NEW YORK (Reuters) - A U.S. appeals court on Thursday rejected the appeal of a former executive of Foundry Networks Inc who was sentenced to 6-1/2 years in prison after being convicted for leaking inside information about the company to a hedge fund analyst.
David Riley, Foundry’s former chief information officer, had argued his conviction should be reversed in light of a major appellate court ruling that limited the scope of insider trading laws.
But a three-judge panel of the 2nd U.S. Circuit Court of Appeals in New York said Riley “mistakenly” relied on the December 2014 decision to challenge the sufficiency of the evidence against him.
A lawyer for Riley did not immediately respond to requests for comment.
Thursday’s decision marked a victory for Manhattan U.S. Attorney Preet Bharara, whose office had suffered a series of setbacks in its crackdown down on insider trading following the previous appellate ruling.
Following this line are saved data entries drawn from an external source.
PR #3132, opened 2023-11-02
Test errors for out-of-range limit requests

kainino0x:
See https://crbug.com/1499030

Issue: None

<hr>


src/webgpu/util/math.ts
```diff
@@ -2056,6 +2056,7 @@ export function isPowerOfTwo(n: number): boolean {
   if (!Number.isInteger(n)) {
     return false;
   }
+  assert((n | 0) === n, 'isPowerOfTwo only supports 32-bit numbers');
```
kainino0x, line 2059: I verified that the tests that use this helper still pass.
Could switch to `Math.log2(n) % 1 === 0` but I'm not 100% if that's a sound implementation either so I just did this.
`webgpu:api,validation,capability_checks,limits,*`
`webgpu:api,operation,adapter,requestDevice:*`

src/webgpu/api/operation/adapter/requestDevice.spec.ts
```diff
@@ -311,6 +311,61 @@ g.test('limit,better_than_supported')
...
+    const requiredLimits = {
+      [limit]: value,
+    };
+
+    const errorName =
+      value < 0 || value > Number.MAX_SAFE_INTEGER
+        ? 'TypeError'
+        : limitInfo.class === 'maximum' && value > adapter.limits[limit]
+        ? 'OperationError'
+        : limitInfo.class === 'alignment' && (value > 2 ** 31 || !isPowerOfTwo(value))
```
kainino0x, line 362: The spec does not actually currently say that `2**32` or `2**53` is an error for alignment limits. I'm proposing it to the spec:
https://github.com/gpuweb/gpuweb/pull/4358

greggman (commented):
I am confused. The limits tests already test trying to go over the max limit and they all pass. 

https://github.com/gpuweb/cts/blob/41f89e77b67e6b66cb017be4e00235a0a9429ca7/src/webgpu/api/validation/capability_checks/limits/limit_utils.ts#L376

What is the bug this is trying to surface that wasn't already tested?

Can you just add a case there instead of making a new test?

kainino0x:
> What is the bug this is trying to surface that wasn't already tested?

We mishandle values &ge; 2^32 for 32-bit limit types, by `static_cast<uint32_t>(uint64_t)`:
https://chromium-review.googlesource.com/c/chromium/src/+/5002999

> Can you just add a case there instead of making a new test?

I may have missed the appropriate test to modify, but I only saw tests that used `mul`/`add` and I couldn't easily get specific corner cases in those tests.
I could certainly reduce the number of subcases in this test though.

greggman (commented):
ok, lgtm 🤷‍♂️

If you wanted to give it a try you could add a new limit here

https://github.com/gpuweb/cts/blob/41f89e77b67e6b66cb017be4e00235a0a9429ca7/src/webgpu/api/validation/capability_checks/limits/limit_utils.ts#L207

atLimit, overLimit, overStorageSize

but I this fine too I guess. It tests more values.

greggman (approved):

kainino0x:
Ack, I think I'll keep this since it can easily test a lot of values. It also does fit in with the tests next to it (even if we have some redundancy between these and the limit_utils based tests).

That ruling was from three other judges on the 2nd Circuit.
Of the 96 people charged under Bharara’s watch for insider trading since 2009, 14 have escaped charges thanks to that decision, which held that prosecutors must prove that a trader knew a tip’s source received something in exchange.
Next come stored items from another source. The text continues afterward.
PR #3141, opened 2023-11-08
Fixes error scope tests for Linux/Intel

lokokung:
Fixes the error scope tests on Linux/Intel once the associated [fix](https://dawn-review.googlesource.com/c/dawn/+/159662) lands.

<hr>


src/webgpu/api/validation/error_scope.spec.ts
```diff
@@ -146,7 +155,7 @@ Tests that popping an empty error scope stack should reject.
   )
   .fn(t => {
     const promise = t.device.popErrorScope();
-    t.shouldReject('OperationError', promise);
```
kainino0x, line 149: this is fine since we already test popErrorScope has stacks elsewhere, but why is this needed?

src/webgpu/api/validation/error_scope.spec.ts
```diff
@@ -26,7 +26,16 @@ class ErrorScopeTests extends Fixture {
...
     const adapter = await gpu.requestAdapter();
     assert(adapter !== null);
-    const device = await adapter.requestDevice();
+
+    // We need to max out the adapter limits related to texture dimensions to more reliably cause an
+    // OOM error when asked for it, so set that on the device now.
+    const device = this.trackForCleanup(
+      await adapter.requestDevice({
+        requiredLimits: {
+          ['maxTextureDimension2D']: adapter.limits.maxTextureDimension2D,
```
kainino0x, line 35: nit
```suggestion
          maxTextureDimension2D: adapter.limits.maxTextureDimension2D,
```

kainino0x (approved):

src/webgpu/api/validation/error_scope.spec.ts
lokokung: I'm actually not entirely sure? Maybe I had an outdated version of chromium that didn't plumb the stack through, but when I was running the tests, without this they were all failing with the missing stack error... I can't easily rebase/update my chromium atm so I just added these suppressions for the time being. If we are confident it should work without them I can remove them also.

lokokung: Actually, since I'm OOO I will just land this for now. If it turns out we don't need the allow `allowMissingStacks` we can fix them in a follow up!

kainino0x: You didn't need to check back on this while OOO! I was assuming it was just an old chromium build, and I was going to try removing these changes, but they really don't matter, so no need to follow up.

The court, in reversing the convictions of hedge fund managers Todd Newman and Anthony Chiasson, also narrowly defined what constituted a benefit to the tipper by saying it could not be just be a friendship but had to be of “some consequence.”
Riley, 49, was found guilty of conspiracy and securities fraud charges in October 2014 and subsequently sentenced by U.S. District Judge Valerie Caproni to 6-1/2 years in prison.
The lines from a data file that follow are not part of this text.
PR #3149, opened 2023-11-09
Revert "Skip compressed image_copy tests in Compatibility mode."

greggman:
Reverts gpuweb/cts#3140

this is an invalid change isn't it? Suppressions shouldn't happen in the CTS


greggman:
committed via #3150

Issue #3147, opened 2023-11-09
Put Exceptions/Validation errors at the top in standalone


greggman:
If you run this test

https://gpuweb.github.io/cts/standalone/?compatibility=1&runnow=1&q=webgpu:api,operation,resource_init,texture_zero:uninitialized_texture_is_zero:dimension=%222d%22;readMethod=%22Sample%22;format=%22bgra8unorm%22

on a browser that supports compat it gets several screens worth of errors about results not matching but the source of the results not matching are at the very end. In other words, the most important info is hidden at the bottom. I was unaware of this and assumed the bad results shown in the first 30 screens of errors had a different cause then the actual cause bury below.

https://github.com/gpuweb/cts/assets/234804/68b1b1ef-4a96-4193-89e4-1048c047144d

Would it be okay for me to add any of the following?

1. Sort the errors, put the exceptions at the top. 

   It appears the errors say "EXPECTATION FAILED", "INFO", "EXCEPTION" so maybe it's possible to sort and put "EXCEPTION" at the top

   Maybe could add a "sort by" button but default it to whatever put's "EXCEPTION" at the top (vs say "chronological"

2. Change the colors or add some other indicator for tests that failed by "EXCEPTION" vs "EXPECTATION FAILED"

3. Anything else that might surface incorrect use of the API first?

...

@kainino0x

kainino0x:
The best sorting does seem to be a bit test- and failure-dependent, but some kind of fix here would be a good idea. It's a common issue because uncaught validation errors are the last thing that get checked but usually the most important.

Additional ideas:
2a: Use text to display what the worst severity of failure was (more than just the pass/skip/fail/warn status)
2b: Similar but list *all* of the severities of failures that happened in the test
4: Insert a log at the top when there were uncaught errors from the test
5: Elide the entire array data section, like we do for stacks with `(elided: below max severity)`. This can probably be implemented by moving it into the stack property instead of the message property.

IMO: definitely should do 5, probably 2, maybe 4.

PR #3156, opened 2023-11-10
Standalone: call out exceptions at the top of results

greggman:
Issue: #3147

This was the simplest thing I could think of.


kainino0x (commented):
This looks OK but I think I'd prefer to do something for all runtimes, propose #3163

kainino0x (approved):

Prosecutors said Riley in 2008 tipped an analyst at hedge fund Artis Capital Management about the unannounced plan for Brocade Communications Systems Inc to acquire Foundry for $3 billion.
That tip to Matthew Teeple, along with prior tips about sales figures at Foundry that Riley allegedly supplied his friend, enabled the San Francisco-based hedge fund to earn $39 million, prosecutors said.
Teeple, 44, was sentenced in 2014 to five years in prison after pleading guilty to conspiracy to engage in securities fraud.
On appeal, Riley argued in part that prosecutors failed to prove he received anything that could constitute an illegal benefit from Teeple as defined by the 2014 appellate ruling.
But the three-judge panel said evidence showed Riley received investment advice from Teeple.
“Such professional advice would constitute a benefit whether or not Riley used or profited from it,” the panel wrote. “Riley, however, did both.”
The case is U.S. v. Riley, 2nd U.S. Circuit Court of Appeals, No. 15-1541.